### EXERCISE BRIEF
Restate every entry word for word.

*** Opening TASK INPUTS ***

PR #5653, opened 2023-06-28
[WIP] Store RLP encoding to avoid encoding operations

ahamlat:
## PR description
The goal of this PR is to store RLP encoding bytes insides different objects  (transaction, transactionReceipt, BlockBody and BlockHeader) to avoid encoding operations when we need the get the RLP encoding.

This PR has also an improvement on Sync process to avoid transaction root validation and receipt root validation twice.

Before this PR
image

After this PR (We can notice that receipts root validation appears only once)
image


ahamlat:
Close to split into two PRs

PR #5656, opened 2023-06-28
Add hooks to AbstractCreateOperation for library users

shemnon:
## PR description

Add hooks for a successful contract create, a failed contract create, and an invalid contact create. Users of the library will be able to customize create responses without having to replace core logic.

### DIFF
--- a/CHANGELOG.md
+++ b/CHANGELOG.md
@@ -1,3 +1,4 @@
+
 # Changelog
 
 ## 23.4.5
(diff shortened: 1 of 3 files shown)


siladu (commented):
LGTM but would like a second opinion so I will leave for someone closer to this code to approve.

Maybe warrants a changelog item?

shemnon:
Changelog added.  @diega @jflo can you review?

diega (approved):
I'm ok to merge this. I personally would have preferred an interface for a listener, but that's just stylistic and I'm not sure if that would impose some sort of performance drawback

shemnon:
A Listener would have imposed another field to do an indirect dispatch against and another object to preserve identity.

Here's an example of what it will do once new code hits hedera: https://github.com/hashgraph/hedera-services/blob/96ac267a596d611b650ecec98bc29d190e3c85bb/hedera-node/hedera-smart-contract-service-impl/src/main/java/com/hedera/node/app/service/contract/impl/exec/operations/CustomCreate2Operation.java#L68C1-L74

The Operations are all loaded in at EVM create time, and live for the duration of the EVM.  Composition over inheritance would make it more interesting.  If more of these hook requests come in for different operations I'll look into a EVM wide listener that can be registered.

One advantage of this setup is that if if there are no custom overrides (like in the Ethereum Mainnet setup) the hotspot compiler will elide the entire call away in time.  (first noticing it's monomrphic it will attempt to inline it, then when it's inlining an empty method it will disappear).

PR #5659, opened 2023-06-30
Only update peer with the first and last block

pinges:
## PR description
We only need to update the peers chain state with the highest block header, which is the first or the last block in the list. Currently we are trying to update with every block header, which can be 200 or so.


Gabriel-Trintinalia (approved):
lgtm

*** Closing TASK INPUTS ***

### THE ANSWER
PR #5653, opened 2023-06-28
[WIP] Store RLP encoding to avoid encoding operations

ahamlat:
## PR description
The goal of this PR is to store RLP encoding bytes insides different objects  (transaction, transactionReceipt, BlockBody and BlockHeader) to avoid encoding operations when we need the get the RLP encoding.

This PR has also an improvement on Sync process to avoid transaction root validation and receipt root validation twice.

Before this PR
image

After this PR (We can notice that receipts root validation appears only once)
image


ahamlat:
Close to split into two PRs

PR #5656, opened 2023-06-28
Add hooks to AbstractCreateOperation for library users

shemnon:
## PR description

Add hooks for a successful contract create, a failed contract create, and an invalid contact create. Users of the library will be able to customize create responses without having to replace core logic.

### DIFF
--- a/CHANGELOG.md
+++ b/CHANGELOG.md
@@ -1,3 +1,4 @@
+
 # Changelog
 
 ## 23.4.5
(diff shortened: 1 of 3 files shown)


siladu (commented):
LGTM but would like a second opinion so I will leave for someone closer to this code to approve.

Maybe warrants a changelog item?

shemnon:
Changelog added.  @diega @jflo can you review?

diega (approved):
I'm ok to merge this. I personally would have preferred an interface for a listener, but that's just stylistic and I'm not sure if that would impose some sort of performance drawback

shemnon:
A Listener would have imposed another field to do an indirect dispatch against and another object to preserve identity.

Here's an example of what it will do once new code hits hedera: https://github.com/hashgraph/hedera-services/blob/96ac267a596d611b650ecec98bc29d190e3c85bb/hedera-node/hedera-smart-contract-service-impl/src/main/java/com/hedera/node/app/service/contract/impl/exec/operations/CustomCreate2Operation.java#L68C1-L74

The Operations are all loaded in at EVM create time, and live for the duration of the EVM.  Composition over inheritance would make it more interesting.  If more of these hook requests come in for different operations I'll look into a EVM wide listener that can be registered.

One advantage of this setup is that if if there are no custom overrides (like in the Ethereum Mainnet setup) the hotspot compiler will elide the entire call away in time.  (first noticing it's monomrphic it will attempt to inline it, then when it's inlining an empty method it will disappear).

PR #5659, opened 2023-06-30
Only update peer with the first and last block

pinges:
## PR description
We only need to update the peers chain state with the highest block header, which is the first or the last block in the list. Currently we are trying to update with every block header, which can be 200 or so.


Gabriel-Trintinalia (approved):
lgtm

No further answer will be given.